For each of the identified entities, one or more collections of entities is determined (406). For example, the content management system 110 can access one or more collections and identify the collections in which the entities are includes. For example, the entity “4 foot” may be included in a units-of-length collection. As another example, the entity “steel” may be included in a materials collection. Also, as yet another example, the entity associated with the comic book character “steel” may be included in a comic book collect, a movie collection, or other similar collection.


In some implementations, determining one or more collections includes determining a collection that includes all of the identified entities. For example, a furniture collection may include entities for “4 foot,” “steel,” “dining table,” and “Sunnyvale.” Although in some implementations, a location entity may be omitted from determining when a collection includes all of the identified entities.
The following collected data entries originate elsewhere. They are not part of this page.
Issue #327, opened 2017-05-09
Using nodeNames[i] when nodeNames has length 0 ?


danielturek:
Is there any way we could make things like:
`model$getParam(nodeNames[i], "mean")`

get through the compiler, when `nodeNames` has length 0?  This would be helpful / necessary for true model-generic programming.

This may also extend for other functions using `nodeNames[i]`, e.g.:

`model$calculate(nodeNames[i])`

although I haven't tried.  Fully reproducible example:

```
library(nimble)

code <- nimbleCode({  a ~ dnorm(0, 1)  })
Rmodel <- nimbleModel(code)

nfDef <- nimbleFunction(
    setup = function(model, nodeNames) { },
    run = function() {
        a <- 0
        for(i in seq_along(nodeNames))
            a <- a + model$getParam(nodeNames[i], "mean")
    }
)

Rnf <- nfDef(Rmodel, character(0))

Cmodel <- compileNimble(Rmodel)
Cmcmc <- compileNimble(Rnf, project = Rmodel)
compiling... this may take a minute. Use 'showCompilerOutput = TRUE' to see C++ compiler details.
Error in makeParamInfo(model, nodeNames, "mean") : 
  cannot have an indexed vector of nodes used in getParam if they have different types or dimensions for the same parameter.
```

perrydv:
This looks feasible to implement.  `model$getParam` is fundamentally different than other model member functions during compilation because we must determine the type of the parameter and require that all nodes in `nodeNames` have the same type for "mean", e.g.  

In the case that `length(nodeNames)==0`, we cannot determine the type of "mean".  However, if this occurs in one of multiple instances, we can determine the type of "mean" from other instances, and the assumption/requirement is that it will always be consistent.

A corner case would be if all instances considered (like if there is just 1) have `length(nodeNames)==0`.  In that case we could either throw an error or default to type `double()`

fritzo:
Hi Daniel, do I understand correctly that this is kind of a mismatch between R's optimisic `seq_along(-)` function and `-[-]` indexing (which know how to flatten out any array to a linear array) and the C++'s pedantic indexing? If so then maybe we could do this cleanly with a `nimFlatten` operation that provided an `nDim=1` view of an array with arbitrary `nDim`:
```{r}
    ...
    for(i in seq_along(nodeNames))
            a <- a + model$getParam(nimFlatten(nodeNames)[i], "mean")
    ...
```
or maybe we could do this internally.

[...]

PR #331, opened 2017-05-09
support for model$getParam(nodes[i], 'mean') if nodes is empty

perrydv:
@danielturek This fixes Issue #327.  If there are no instances with a non-empty `nodes`, it defaults to assigning a return type of double().  If subsequent compilations of the same nf are not compatible with that type, there will be an error.  But at least it works safely as you’ve requested in the Issue.


danielturek:
@perrydv Fantastic, thanks.  LGTM.

PR #336, opened 2017-05-12
Expunge obsolete optim code from codebase

fritzo:
This makes way for a clean reimplementation of `optim` in #318


perrydv:
I'm not seeing where this broke in testing.  the travis-CI report ends early but where is the failure?

fritzo:
I think I accidentally cancelled the build. It looks like github doesn't display the difference between CANCEL and FAIL.

perrydv:
Oh that makes sense.

perrydv:
Given that these are simple changes (removed old code) and testing runs longs, LGTM and we could go ahead with merge if we want to move quickly today.

fritzo:
OK @perrydv , we should now be ready to merge `devel` into our branches.

perrydv:
will do

PR #342, opened 2017-05-15
system option to toggle use of MCMC sampler assignment rules (default FALSE)

danielturek:
Added a system option to toggle use of the sampler assignment rules system.

Default is FALSE, that is, to use the older, slightly faster, static system.

Do not merge.  Waiting to make sure tests pass.


paciorek:
looks good as far as I can tell; I haven't looked into the rule evaluation code from the previous commit so don't fully have my head wrapped around this.

danielturek:
The best, albeit very brief, introduction, is the example provided in the roxygen documentation for `samplerAssignmentRules`, which appears in MCMC_configuration.R

perrydv:
LGTM.  Only small comment is the option name `useSamplerAssignmentRules` might confuse a new code reader.  Either pathway uses a set of rules.  The difference is in how they are set up.  Maybe `useDynamicSamplerAssignmentRules` ?  Ok either way.

perrydv:
@danielturek there is still message if one says `RWonly = TRUE` warning that it will be deprecated.  Is this part of the new system, and if so should we hold off on such warnings?

danielturek:
I was going to leave the message in there, but if you want to entirely remove the option (and the resulting warning message) that's ok with me.

PR #343, opened 2017-05-15
inverse wishart

paciorek:
newDists has inverse wishart, which I'd like in 0.6-5. Could Daniel or Perry take a look and let me know if it looks good?


packages/nimble/R/genCpp_operatorLists.R
```diff
@@ -103,7 +103,7 @@ brackOperators <- list('[' = c('[',']'), '[[' = c('[[',']]'))
 
 ## see distributions_processInputList for some relevant lists of distributions functions 
 
-callToSkipInEigenization <- c('copy','setValues', 'setValuesIndexRange', 'getValues', 'getValuesIndexRange', 'setSize', 'resize', 'getsize', 'size', 'resizeNoPtr','assert', 'return', 'blank', 'rankSample', 'nimArr_dmnorm_chol', 'nimArr_dmvt_chol', 'nimArr_dwish_chol', 'nimArr_dmulti', 'nimArr_dcat', 'nimArr_dinterval', 'nimArr_ddirch', 'nimArr_rmnorm_chol', 'nimArr_rmvt_chol', 'nimArr_rwish_chol', 'nimArr_rmulti', 'nimArr_rcat', 'nimArr_rinterval', 'nimArr_rdirch', 'calculate', 'calculateDiff', 'simulate', 'getLogProb', 'nimEquals', 'startNimbleTimer', 'endNimbleTimer')
```
fritzo: nit: This line would be easier to review if it were split into multiple lines, e.g.
```
callToSkipInEigenization <- c(
    'copy',
    'setValues',
    'setValuesIndexRange',
    'getValues',
    'getValuesIndexRange',
   ...)
```

packages/nimble/R/registration.R
```diff
@@ -17,6 +17,8 @@ if(!exists('.NimbleUseRegistration') || !.NimbleUseRegistration) {
   ## R_setSinglePtrFromSinglePtr = 'setSinglePtrFromSinglePtr'
    C_dwish_chol = 'C_dwish_chol'
    C_rwish_chol = 'C_rwish_chol'
+   C_dinvwish_chol = 'C_dinvwish_chol'
```
fritzo: (Unrelated to this review:) Is this registration needed only so that `dinvwish_chol` can be used in uncompiled nimbleFunctions? I ask because I have not added an entry for `nimOptim` since we use R's builtin `optim`. I just want to make sure we don't need an additional `C_nimOptim`.

paciorek: C_dinvwish_chol is needed as the entry point for R functions to make use of dinvwish_chol. In particular, the dinvwish_chol function in R calls C_dinvwish_chol, which then dispatches to the core C++ function for dinvwish_chol. 

So I don't think you need a C_nimOptim, since R's optim will itself call the needed C++ code.

packages/nimble/inst/CppCode/dists.cpp
```diff
@@ -271,6 +279,241 @@ SEXP C_rwish_chol(SEXP chol, SEXP df, SEXP scale_param)
...
+  if(!overwrite_inputs)
+    delete [] cholCopy;
+}
+
+SEXP C_rinvwish_chol(SEXP chol, SEXP df, SEXP scale_param) 
+// generates single Inverse Wishart draw given Cholesky of scale or rate matrix
+// Cholesky matrix should be given as a numeric vector in column-major order
+//   including all n x n elements; lower-triangular elements are ignored
+{
+  if(!isReal(chol) || !isReal(df) || !isReal(scale_param))
```
fritzo: nit: what do you think of using `NIM_ASSERT` here:
```
NIM_ASSERT(isReal(chol), "Error (C_rinvwish_chol): wrong type for argument chol");
NIM_ASSERT(isReal(df), "Error (C_rinvwish_chol): wrong type for argument df");
NIM_ASSERT(isReal(scale_param), "Error (C_rinvwish_chol): wrong type for argument scale_param");
```

packages/nimble/R/registration.R
fritzo: Thanks! deleting comment.

packages/nimble/inst/CppCode/dists.cpp
paciorek: I haven't followed the whole discussion in terms of revision of our error trapping. If NIM_ASSERT is what we've agreed on, then this is fine by me.

I would like to have a bit of discussion amongst all of us in-person as to the plan for error trapping going forward so we all know and are consistent (and ideally go back and revise current error trapping).

Fritz, perhaps you can remind us to discuss this next Monday?

fritzo: Sure I'll bring up error trapping for discussion next Monday.

perrydv:
LGTM. I haven't gone through the math details but I'm sure you've got some tests.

In some implementations, determining one or more collections includes determining whether the one or more entities belong to white list collections only. For example, certain collections are highly indicative of commercial intent, while other collections may not be indicate of any commercial intent. As a result, in some implementations, only the whitelist collections are used to determine whether a particular entity belongs to a particular collection.


A commercial intent for a user that submitted the query is determined (408). For example, the commercial intent identifier 208 (FIG. 3) can determine commercial intent by determining entity-score pairs for the various entities and the collections in which those entities appear. For example, the entity “table” may have a higher commercial intent score for the furniture table entity than the entity associated with a way of aggregating information. This may be, e.g., because the furniture table entity is included in a furniture collection that has been associated with a commercial intent that is higher than the commercial intent of a collection that includes the entity for a way of aggregating information. In other words, in some implementations, determining a commercial intent includes evaluating the criteria for inclusion in a collection and using the criteria to infer commercial intent.


When to deliver additional content items along with search results that are responsive to the query is decided (410). For example, the determination of whether a search query is indicative of commercial intent can be used to determine whether to provide, or not to provide additional content items. For example, in some implementations, deciding includes deciding to deliver additional content items when the commercial intent is determined to be an intent to purchase a good or service. As another example, in some implementations, deciding includes deciding to not deliver additional content items when the commercial intent is determined to not be an intent to purchase a good or service.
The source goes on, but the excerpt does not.